Dr. Polosa and his colleagues at the University of Catania (Italy) have shown that airway responsiveness to inhaled AMP is closely related to the number of eosinophils in the airways of atopic patients, whereas no association was observed with methacholine, an agent commonly used to assess bronchial hyperresponsiveness (Eur. Respir. J. 2000;15:30–5). Dr. Polosa and other researchers from the university also showed that PC20 AMP could detect inflammatory changes as early as the first week of treatment with inhaled budesonide 0.8 mg per day in mild to moderate asthmatics, while methacholine responsiveness and changes in the percentage of sputum eosinophils could be observed only by the fourth week (J. Allergy Clin. Immunol. 2002;110:855–61).

Investigators at King's College, London, were able to demonstrate in three consecutive studies that a single dose of intranasal fluticasone propionate 100–1,000 mcg inhibited an asthmatic response to AMP in just 2 hours in patients with mild, stable asthma. A single inhalation of fluticasone 1,000 mcg had no effect on airway responsiveness to histamine (J. Allergy Clin. Immunol. 2002;110:603–6).

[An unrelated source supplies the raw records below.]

Issue #2700, opened 2022-07-15
Expand internationalisation logic to add string interpolation feature


vanitabarrett:
## What
In some components, we'll need to be able to insert a dynamic string or value inside a translated string, e.g: "You have [x] characters remaining". We need to give users a way to pass us a string and indicate where the value should go, e.g: `You have %{count} character remaining`

Expand the existing internationalisation logic to handle this kind of string interpolation.

## Why
We cannot hardcode where in the string that value will sit, because it will be different for different languages. 

## Who needs to work on this
Developers

## Who needs to review this
Developers

## Done when

- [ ] Internationalisation logic has been expanded to handle string interpolation
- [ ] Unit tests added for new string interpolation logic

PR #2822, opened 2022-09-02
Add string interpolation functionality to i18n

vanitabarrett:
Closes https://github.com/alphagov/govuk-frontend/issues/2700

## What
Adds logic to `i18n.mjs` to allow strings with placeholders to be passed in and replaced with dynamic data.

For example:
```
{
    "nameString": "My name is ${name}"
}

I18n.t('nameString', { name: "Vanita" })
```

Note: at the moment, the logic throws an error if it can't replace placeholder strings because it can't find the relevant data in the options object. Unsure if this is the behaviour we want, or if we just want to return the string with placeholders present, but I've gone with error in this PR so far. Happy to hear other thoughts. 🤷‍♀️

### DIFF
--- a/src/govuk/i18n.mjs
+++ b/src/govuk/i18n.mjs
@@ -27,7 +27,7 @@ I18n.prototype.t = function (lookupKey, options) {
     var translationString = this.translations[lookupKey]
 
     // Check for ${} placeholders in the translation string
-    if (translationString.match(/\${(.\S+)}/)) {
+    if (translationString.match(/%{(.\S+)}/)) {
       if (!options) {
         throw new Error('i18n: cannot replace placeholders in string if no option data provided')
       }
@@ -51,7 +51,7 @@ I18n.prototype.t = function (lookupKey, options) {
  * @returns  {String}             - The translation string to output, with ${} placeholders replaced
  */
 I18n.prototype.replacePlaceholders = function (translationString, options) {
-  var placeholderRegex = RegExp(/\${(.\S+)}/, 'g')
+  var placeholderRegex = RegExp(/%{(.\S+)}/, 'g')
   var placeholderMatch
 
   // Use `exec` for fetching regex matches, as matchAll() is not supported in IE
--- a/src/govuk/i18n.mjs
+++ b/src/govuk/i18n.mjs
@@ -15,19 +15,63 @@ function I18n (translations) {
  * returns the appropriate string.
  *
  * @param    {String}  lookupKey  - The lookup key of the string to use.
+ * @param    {Object}  options    - Any options passed with the translation string, e.g: for string interpolation.
  * @returns  {String}             - The appropriate translation string.
  */
-I18n.prototype.t = function (lookupKey) {
+I18n.prototype.t = function (lookupKey, options) {
   if (!lookupKey) {
     // Print a console error if no lookup key has been provided
     throw new Error('i18n lookup key missing.')
   } else if (lookupKey in this.translations) {
-    // Return the translation string if it exists in the object
-    return this.translations[lookupKey]
+    // Fetch the translation string for that lookup key
+    var translationString = this.translations[lookupKey]
+
+    // Check for ${} placeholders in the translation string
+    if (translationString.match(/\${(.\S+)}/)) {
+      if (!options) {
+        throw new Error('i18n: cannot replace placeholders in string if no option data provided')
+      }
+
+      return this.replacePlaceholders(translationString, options)
+    } else {
+      return translationString
+    }
   } else {
     // Otherwise, return the lookup key itself as the fallback
     return lookupKey
   }
+}
+
+/**
+ * Takes a translation string with placeholders, and replaces the placeholders
+ * with the provided data
+ *
+ * @param    {String}  translationString  - The translation string
+ * @param    {Object}  options    - Any options passed with the translation string, e.g: for string interpolation.
+ * @returns  {String}             - The translation string to output, with ${} placeholders replaced
+ */
+I18n.prototype.replacePlaceholders = function (translationString, options) {
+  var placeholderRegex = RegExp(/\${(.\S+)}/, 'g')
+  var placeholderMatch
+
+  // Use `exec` for fetching regex matches, as matchAll() is not supported in IE
+  while ((placeholderMatch = placeholderRegex.exec(translationString)) !== null) {
+    var placeholderIncludingBraces = placeholderMatch[0]
+    var placeholderKey = placeholderMatch[1]
+    if (Object.prototype.hasOwnProperty.call(options, placeholderKey)) {
+      // If a user has passed `false` as the value for the placeholder
+      // treat it as though the value should not be displayed
+      if (options[placeholderKey] === false) {
+        translationString = translationString.replace(placeholderIncludingBraces, '')
+      }
+
+      translationString = translationString.replace(placeholderIncludingBraces, options[placeholderKey])
+    } else {
+      throw new Error('i18n: no data found to replace ' + placeholderMatch[0] + ' placeholder in string')
+    }
+  }
+
+  return translationString
 }
 
 export default I18n
--- a/src/govuk/i18n.unit.test.mjs
+++ b/src/govuk/i18n.unit.test.mjs
@@ -3,8 +3,6 @@
  */
 /* eslint-env jest */
 
-/* eslint-disable no-template-curly-in-string */
-
 import I18n from './i18n.mjs'
 
 describe('I18n', () => {
@@ -44,7 +42,7 @@ describe('I18n', () => {
 
   describe('string interpolation', () => {
     const config = {
-      nameString: 'My name is ${name}'
+      nameString: 'My name is %{name}'
     }
 
     it('throws an error if the options data is not present', () => {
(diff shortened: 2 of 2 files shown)


src/govuk/i18n.mjs
```diff
@@ -15,19 +15,56 @@ function I18n (translations) {
  * returns the appropriate string.
  *
  * @param    {String}  lookupKey  - The lookup key of the string to use.
+ * @param    {Object}  options    - Any options passed with the translation string, e.g: for string interpolation.
  * @returns  {String}             - The appropriate translation string.
  */
-I18n.prototype.t = function (lookupKey) {
+I18n.prototype.t = function (lookupKey, options) {
```
36degrees, line 21: Are we calling this `options` to allow for future things to be passed in the object that are _not_ placeholders?

If so, are we happy that we'll have placeholders and other options mixed together in a single object with no real way to differentiate between them? Would we be better off either having a separate arg or having a nested object within options that has the placeholders?

If not, should we call this something else, like `placeholders`?

(I've said placeholders too many times now. It's stopped sounding like a word. I'm not even sure it's the right word. Is there a common term for this that's used by other i18n libraries, and if so should we adopt it?)

src/govuk/i18n.mjs
```diff
@@ -15,19 +15,56 @@ function I18n (translations) {
...
-    // Return the translation string if it exists in the object
-    return this.translations[lookupKey]
+    // Fetch the translation string for that lookup key
+    var translationString = this.translations[lookupKey]
+
+    // Check for ${} placeholders in the translation string
+    if (translationString.match(/\${(.\S+)}/)) {
+      if (!options) {
+        throw new Error('i18n: cannot replace placeholders in string if no option data provided')
+      }
```
36degrees, line 33: Is this needed if we're throwing errors when the placeholders aren't found?

src/govuk/i18n.unit.test.mjs
```diff
@@ -39,4 +41,46 @@ describe('I18n', () => {
       expect(() => i18n.t()).toThrow('i18n lookup key missing.')
     })
   })
+
+  describe('string interpolation', () => {
```
36degrees, line 45: I think it might be worth adding tests to cover some more of the 'stress cases', things like:

- Replacing placeholders with empty strings, zero or anything else that might be falsey (I think this might fail at the minute)
- Strings that contain things that look a bit like placeholders but aren't, like not having a closing brace
- Nested placeholders like `${name${foo}}`
- Placeholder keys that contain non alphanumeric characters
- Replacements that themselves contain placeholders, i.e. `i18n.t('nameString', { name: '${name}' }) }`
- Placeholders keys that match [function names found on objects](https://developer.mozilla.org/en-US/docs/Web/JavaScript/Reference/Global_Objects/Object), i.e. `assign`, `create`

Thoughts?

src/govuk/i18n.mjs
```diff
@@ -15,19 +15,56 @@ function I18n (translations) {
...
+  var placeholderRegex = RegExp(/\${(.\S+)}/, 'g')
+  var placeholderMatch
+
+  // Use `exec` for fetching regex matches, as matchAll() is not supported in IE
+  while ((placeholderMatch = placeholderRegex.exec(translationString)) !== null) {
+    var placeholderKey = placeholderMatch[1]
+    if (!options[placeholderKey]) {
+      throw new Error('i18n: no data found to replace ' + placeholderMatch[0] + ' placeholder in string')
+    } else {
+      translationString = translationString.replace(placeholderMatch[0], options[placeholderKey])
```
36degrees, line 63: If you're not familiar with the output of `RegExp.match` then it's not 100% clear what this is doing.

Worth assigning `placeholderMatch[0]` to a variable so we can give it a useful name like we have with `placeholderKey`?

src/govuk/i18n.unit.test.mjs
```diff
@@ -39,4 +41,46 @@ describe('I18n', () => {
...
+    let config = {}
+
+    beforeEach(() => {
+      config = {
+        nameString: 'My name is ${name}'
+      }
+    })
```
36degrees, line 52: Is `config` ever changed?

Any reason this couldn't be

```suggestion
    const config = {
      nameString: 'My name is ${name}'
    }
```

src/govuk/i18n.mjs
```diff
@@ -15,19 +15,56 @@ function I18n (translations) {
...
+ * @returns  {String}             - The translation string to output, with ${} placeholders replaced
+ */
+I18n.prototype.replacePlaceholders = function (translationString, options) {
+  var placeholderRegex = RegExp(/\${(.\S+)}/, 'g')
+  var placeholderMatch
+
+  // Use `exec` for fetching regex matches, as matchAll() is not supported in IE
+  while ((placeholderMatch = placeholderRegex.exec(translationString)) !== null) {
+    var placeholderKey = placeholderMatch[1]
+    if (!options[placeholderKey]) {
```
romaricpascal, line 60: I think this will catch falsy values, especially `''`, as well, is that:

1. something we want to happen, in which case we might need to reword the error message as I'm not sure people will think of checking that the value they have in their hash is not falsy when reading "no data found"
2. something we don't want to happen (the only two cases I could imagine is passing an empty string or `false`), in which case we'll need to change the check to `placeholderKey in options`

I'd edge towards 2 as enabling empty values allows to interpolate things like "Some content ${optionalAdditionalContent}", but I'm obviously young to the issue so this may have been discusses ahead of time.

src/govuk/i18n.mjs
querkmachine: I noted this in my original spike but I don't think anyone was particularly opinionated on it. A reason to potentially keep it 'as is' is that some things that are passed are kind of both. e.g. The `count` option is both a placeholder AND determines which plural form is used.

src/govuk/i18n.mjs
36degrees: Good catch. I hinted at this in my comment about tests, but probably should have called it out explicitly 😄 

Agree we should support replacing with empty strings, and other falsey things like `0` 👍🏻 

> in which case we'll need to change the check to placeholderKey in options

I think this will match names of properties in the prototype chain (e.g. `'hasOwnProperty' in {}` is `true`), but using `hasOwnProperty` should work I think?

src/govuk/i18n.unit.test.mjs
vanitabarrett: I've added tests for the following, as I think it makes sense to 'stress test' a bit more, as you said:

- Replacing placeholders with empty strings, zero or anything else that might be falsey (I think this might fail at the minute)
- Strings that contain things that look a bit like placeholders but aren't, like not having a closing brace
- Placeholder keys that contain non alphanumeric characters
- Placeholders keys that match [function names found on objects](https://developer.mozilla.org/en-US/docs/Web/JavaScript/Reference/Global_Objects/Object), i.e. assign, create

Let me know if you think those are covered enough now

For the other two (nested placeholders and replacements that themselves contain placeholders), that feels more like additional functionality? I definitely haven't added the logic with that in mind. Is that something we want to support? Related, have you got any examples of how that might be used?

src/govuk/i18n.mjs
vanitabarrett: You're right, the error will be flagged later on. However, it catches the error slightly earlier, so it doesn't have to do the regex lookup and while loop before it throws.

src/govuk/i18n.mjs
vanitabarrett: Thanks @romaricpascal @36degrees , really good catch!

src/govuk/i18n.mjs
vanitabarrett: Yep... any opinions on the naming? I'm thinking `placeholderMatchString`, `placeholderToReplace` - something that's enough to differentiate it from the placeholderKey 🤔

36degrees: Maybe something like `placeholderWithDelimiters`, `placeholderWithBraces` or `placeholderIncludingBraces`?

src/govuk/i18n.unit.test.mjs
36degrees: Looks great 👍🏻 

For the other two examples, I was thinking purely from the perspective of 'what sorts of inputs could break this?' rather than suggesting additional functionality.

So e.g. checking that we don't somehow cause an infinite loop with a placeholder that replaces with itself, and that the regex behaves 'as expected' when there's a placeholder that looks like `${name${foo}}` (I think it should just replace with a key `name${foo}` from the object?)

vanitabarrett: Ah I see, good point! I'll add some more tests for that.

src/govuk/i18n.mjs
36degrees: Happy to stick with `options`, basically because [it's consistent with what i18next are doing](https://www.i18next.com/overview/api#t) 😄

src/govuk/i18n.unit.test.mjs
36degrees: Sorry, that definitely wasn't clear from my original comment!

src/govuk/i18n.mjs
```diff
@@ -15,19 +15,62 @@ function I18n (translations) {
...
     // Print a console error if no lookup key has been provided
     throw new Error('i18n lookup key missing.')
   } else if (lookupKey in this.translations) {
-    // Return the translation string if it exists in the object
-    return this.translations[lookupKey]
+    // Fetch the translation string for that lookup key
+    var translationString = this.translations[lookupKey]
+
+    // Check for ${} placeholders in the translation string
+    if (translationString.match(/\${(.\S+)}/)) {
```
querkmachine, line 30: Something I've noticed is that the format for placeholders here is `${variableName}`, changed from `%{variableName}` in my previous spikes. 

I used `%{}` previously as this is the same format used in [govuk_publishing_components](https://github.com/alphagov/govuk_publishing_components/blob/main/config/locales/cy.yml#L31). 

My concern with using `${}` is it's the same format as JavaScript's own template literals, and that feels like it may create conflicts in the code implemented by services and potentially our own when components are refactored to take advantage of newer JavaScript features. 

For a bit of a contrived example:

```javascript
const prefix = 'You have'
new CharacterCount($element, {
  i18n: {
    charactersUnderLimitOne: `${prefix} ${count} character remaining`,
    charactersUnderLimitOther: `${prefix} ${count} characters remaining`,
    charactersOverLimitOne: `${prefix} ${count} character too many`,
    charactersOverLimitOther: `${prefix} ${count} characters too many`
  }
}).init();
```

In this instance, `${prefix}` is being used to interpolate a string into a JavaScript template literal, but `${count}` is expected to be replaced by our i18n function. Instead, this is likely to produce an error stating that the `count` variable doesn't exist in this context.

vanitabarrett: That's a good point, I'll change it 👍

src/govuk/i18n.unit.test.mjs
```diff
@@ -39,4 +39,91 @@ describe('I18n', () => {
...
+
+    it('can lookup a placeholder value with non-alphanumeric key', () => {
+      const i18n = new I18n({
+        age: 'My age is %{current-age}'
+      })
+      expect(i18n.t('age', { 'current-age': 55 })).toBe('My age is 55')
+    })
+
+    it('can lookup a placeholder value with reserved name as key', () => {
```
36degrees, line 77: I think it might be worth either modifying this test or adding another one where the options object does _not_ have a key matching the name of the function in the prototype, as otherwise we wouldn't go up the prototype chain anyway.

(I've realised that `assign` is a static method on the Object class, and so wouldn't work for these examples, but `valueOf` would)

Basically I think we want to check that the way we're using `Object.hasOwnProperty` is doing its job and we'll never try and replace a property with something from the prototype chain.

If we were using `if (placeholderKey in options)` instead, then we could end up doing something like this:

```
> config = new Object
{}
> config.name = 'Ollie'
'Ollie'
> 'valueOf' in config
true
> 'I have the value of %{valueOf}'.replace('%{valueOf}', config.valueOf)
Uncaught TypeError: Cannot convert undefined or null to object
    at valueOf (<anonymous>)
    at String.replace (<anonymous>)
```

Let me know if that still doesn't make sense – finding it hard to explain!

vanitabarrett: Added a new test here: https://github.com/alphagov/govuk-frontend/pull/2822/files#diff-ebbbe0f92d8344a9adf41d13a754cfddb236d06c1119a3b68226746800972cfdR84

36degrees (approved):
Great work 🎉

But when Dr. Polosa's team performed a similarly designed randomized, double-blind study using a single inhalation of fluticasone 1,000 mcg in 14 patients with chronic obstructive pulmonary disease (COPD) and 13 with mild asthma, there was a change in response in only one of the COPD patients, he said. The experiment was repeated with similar results in 10 patients with a clear history of asthma and 10 patients with COPD and comparable fixed airway obstruction. “This tells me very nicely that AMP challenge can be used as a strong discriminator for COPD and asthma,” he said of the unpublished findings.

AMP also has been used to assess the nonsteroidal anti-inflammatory potential of several therapeutic agents including allergen immunotherapy (Clin. Exp. Allergy. 2003;33:873–81), the leukotriene receptor antagonist montelukast (Am. J. Respir. Crit. Care Med. 2003;167:1232–8), and the humanized monoclonal anti-IgE antibody omalizumab (Int. Arch. Allergy Immunol. 2006;139:122–31).

AMP may be a more useful and sensitive tool than methacholine and histamine because of its mechanism of action, Dr. Polosa said. Histamine and methacholine have a direct spasmogenic effect on airway smooth muscle cells. AMP acts indirectly via the secondary release of mediators. Inhaled AMP is rapidly converted to adenosine and mainly induces mast cell degranulation and release of mediators such as histamine, prostanoids, and eicosanoids that cause smooth muscle constriction and mucosal edema, resulting in bronchoconstriction.